Once significant genes are identified, plotting them in developmental order reveals the sequential transcriptional logic of your system.

The PlotTockyHeatmap function supports ordering genes by their peak activation timing (“peak”) or via standard hierarchical clustering (“cluster”). By default, it applies a Z-score row scaling to highlight expression shifts.

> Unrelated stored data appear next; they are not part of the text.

PR #8984, opened 2026-04-16
Remove redundant scheduler='ENABLE' from example

igorbelianski-cyber:
## Checklist

### DIFF
--- a/website/docs/reference/resource-configs/snowflake-configs.md
+++ b/website/docs/reference/resource-configs/snowflake-configs.md
@@ -391,7 +391,6 @@ To enable Snowflake-managed scheduling with a target lag:
 {{ config(
     materialized='dynamic_table',
     snowflake_warehouse='MY_WH',
-    scheduler='ENABLE',
     target_lag='5 minutes',
 ) }}
 


igorbelianski-cyber:
@luna-bianca  one line fix PTAL

website/docs/reference/resource-configs/snowflake-configs.md
```diff
@@ -391,7 +391,6 @@ To enable Snowflake-managed scheduling with a target lag:
 {{ config(
     materialized='dynamic_table',
     snowflake_warehouse='MY_WH',
-    scheduler='ENABLE',
```
luna-bianca, line 394: Hey @igorbelianski-cyber, thanks for opening this PR! Is it necessary to remove `scheduler='ENABLE'` here? In the docs, we currently state that when `scheduler: ENABLE` is set, `target_lag` is required. Keeping it in the sample can help reinforce that relationship, rather than relying on the default behavior. 

Also, since this example is under the `Scheduler` section, it might make sense to explicitly include the parameter in the example. Thoughts?

igorbelianski-cyber: I think removing it gives clear message that this is not needed in this context similar to the example above (we didn't add SCHEDULER = DISABLE there). 

I think most customers 99% will never specify SCHEDULER, just  use target lag (present or absent to control behavior) 
We added scheduler = ENABLE|DISABLE support more for completeness ( so it is not obviously missing) as opposed to enable some meaningful scenario.

luna-bianca: Thanks for the clarification, @igorbelianski-cyber!

luna-bianca (approved):

PR #9003, opened 2026-04-20
remove old internal dbt package

JKarlavige:

Removes old dependency pointing to the archived [react-dbt-dag repo](https://github.com/dbt-labs/react-dbt-dag), along with the associated components/files. This was the only thing we were using the `NPM_TOKEN` env variable for. Verify eslint git action still passes.


john-rock (approved):
:shipit:

PR #288, opened 2015-03-30
Fix two bugs

johan12345:
This fixes the following (quite critical) bugs:
- NoSuchMethodError on API < 17 for `RelativeLayout.LayoutParams.removeRule()` (strangely, Android Studio didn't warn me about this). This prevented opening SearchResultDetailFragment on those devices.
- ClassCastException for all the StepTasks (Prolong, Cancel, Prolong All, etc.). This prevented running those tasks. I currently cannot test if it works now, could you test it by prolonging something?
Maybe we should do a quick bugfix update.


raphaelm:
Prolonging doesn't work, I sent you the crash report via e-mail.
Can't you test with starting a reservation process which you do not complete?

johan12345:
Ah, good idea. I'll try.

johan12345:
I fixed it, see #290

PR #297, opened 2015-04-05
Manage dependencies via gradle

### LINKED ISSUE #296: Pull remaining jar dependencies from jCenter/mavenCentral
There are quite some jar files at https://github.com/raphaelm/opacclient/tree/master/opacclient/meaningdetector/libs , most of them should be available from the default repositories.

krt16s:
Please review and test my changes since I don't do much actual Android development. This closes #296 .


raphaelm:
Thank you very much for the feedback and the pull request!

I'll wait for a comment from @johan12345 whether he had a reason to include those JARs directly or whether he just forgot them in the transition of ``meaningdetector/`` to gradle.

johan12345:
I just forgot them during the transition. But we should investigate again if all those dependencies are needed, since they are probably already referenced through the dependency on the `test` module.

PR #313, opened 2015-06-14
App Install Location

SweetLion:
The internal memory of my device is quite small, this PR should allow users to easily move the app to the microSD.

"To allow the system to install your application on the external storage, modify your manifest file to include the android:installLocation attribute in the element, with a value of either "preferExternal" or "auto"." (source: https://developer.android.com/guide/topics/data/install-location.html)

Thank you very much for your awesome app :)

### DIFF
--- a/opacclient/opacapp/src/main/AndroidManifest.xml
+++ b/opacclient/opacapp/src/main/AndroidManifest.xml
@@ -1,5 +1,6 @@
 <?xml version="1.0" encoding="utf-8"?>
 <manifest xmlns:android="http://schemas.android.com/apk/res/android"
+    android:installLocation="auto"
     package="de.geeksfactory.opacclient">
 
     <uses-permission android:name="android.permission.INTERNET" />


johan12345:
Sorry, but if we allow the app to be moved to the SD card, this will break notifications because we will no longer receive the ACTION_BOOT_COMPLETED broadcast.

raphaelm:
Hello SweetLion,

thank you for the suggestion! As Johan pointed out, this is not as easy as it looks.

Johan, do you think it would suffice to handle ``ACTION_EXTERNAL_APPLICATIONS_AVAILABLE`` the same way as ``ACTION_BOOT_COMPLETED``?

johan12345:
@raphaelm That could work, but I don't have a device with the ability to move apps to the SD card to test that.

raphaelm:
Me neither.

SweetLion:
I could test if it works on a microSD if you could send me the APK.

The only problem I see is what happens when I plug the smartphone into the PC because then the microSD is not available for the app (data connection). Other apps using this feature just close and disappear from the app drawer and reappear after disconnecting from the PC. Using the app while charging via wall charger or in normal use should work.
Perhaps we find some others to check it because I fear that it behaves different on other devices.

johan12345:
In my [sdcard branch](https://github.com/johan12345/opacclient/tree/sdcard) I have applied your changes and added:
- handling ACTION_EXTERNAL_APPLICATIONS_AVAILABLE to re-schedule alarms for the notification service
- notification for debugging, see below

I uploaded the APK [here](https://www.dropbox.com/s/zniyhg3h78l8p81/opacapp-debug.apk?dl=1), so you can test it with your microSD capable device. We also found another person who can test it.
Here are the steps for testing:

1. Install the APK on your device and move it to the SD card. You do not need to uninstall the Play Store version.
2. The app will appear as a separate icon in the launcher as "Web Opac (debug)". You do not need to set up an account, but you can do so if you want.
3. Reboot your device
4. A few minutes  (on my device it took up to 10 minutes) after the reboot is completed, a notification with the text "OpacClient background service is working" should appear. If you swipe it away, it should come again in roughly a minute.
5. Swipe the notification away and remove the SD card -> It should not appear again
6. Put the SD card in again -> The notification should appear again after a few minutes
7. Uninstall the debug version on the app, otherwise it will use the battery heavily because it is set to run the notification service every minute

SweetLion:
Hi @johan12345, I could move the app to the microSD but I do not get the notifications "OpacClient background service is working".

SweetLion:
The app runs very fine on the microSD. I cannot see any differences.

johan12345:
The second person who tested it also said that the notification did not appear, but the battery was used quite heavily by the app, so the background service probably ran every minute as intended.

@raphaelm Do you have an idea why the notification doesn't show up? I added it [here](https://github.com/johan12345/opacclient/commit/66b8d873f4c0f64c6d1e52fc7a5c9f9a7fd6891b) and [here](https://github.com/johan12345/opacclient/commit/2b8a9a087f2ca0ff216184f401e3081674417354). Should we do further testing or should I remove the debugging code from my sdcard branch and send a pull request?
@SweetLion Did you get normal notifications from the app when a lent book is expiring, if you have that option activated in the settings? That is the only feature that will obviously not work if the background service is not running.

SweetLion:
@johan12345, I did not use the option with the lent book.

raphaelm:
No, I don't see the reason :(

raphaelm:
@SweetLion Would you try enabling this option? Also try setting up an account with username and password?

SweetLion:
I will do so.

SweetLion:
Unfortunately the notifications do **not** work properly when the app is moved to the microSD.

raphaelm:
I'm sorry to hear that, but thank you very much anyway for proposing the idea and testing.

johan12345:
The reason why this didn't work is probably this issue which has been open on the Android issue tracker since 2010:
https://code.google.com/p/android/issues/detail?id=8485

PR #324, opened 2015-07-22
Support library 22.2

johan12345:
I updated to the new support library and implemented the following thins using the new features of the Design Library:

- Floating Action Button (3rd party library not needed anymore) -> The icons on the button got a little smaller, don't know if we should restore that
- Collapsing toolbar in SearchResultDetailFragment (nicer animation, but no support for writing the title in 2 lines anymore)


raphaelm:
Would you mind updating the .travis.yml for the new build tools version? :)

raphaelm:
I suspect the SDK package is named ``build-tools-23.0.0-preview``

johan12345:
It doesn't seem to be named like this. Maybe it is not available on Travis yet?

raphaelm:
Uhm. Do we need them already?

johan12345:
I don't remember if I needed to use it because it didn't compile otherwise
or because Android Studio 1.3 prompted me to update it.

johan12345:
The old version seems to work too, so I downgraded it now.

# Plot the expression cascade, ordered by the peak Tocky Time
PlotTockyHeatmap(
  object = X,
  gradient_res = gradient_res,
  genes = dynamic_genes,
  ordering_method = "peak",
  n_bins = 50,
  span = 0.5
)
## Binning 300 cells into 50 angular intervals...
## Smoothing binned trajectories...

5. Biological Interpretation

The heatmap above visualizes the transcriptional cascade along the Canonical Tocky Manifold. This allows identification of specific temporal windows, identifying the immediate-early genes that initiate upon TCR signalling versus the late-stage markers associated with antigen-experienced states.

  • The X-axis (Tocky Time): Represents the progression of cells from the ‘New’ state to the ‘Arrested’ state, decoupled from the absolute signaling intensity.
  • The Y-axis (Genes): Displays the top 100 most dynamic genes, ordered sequentially by their peak expression timing.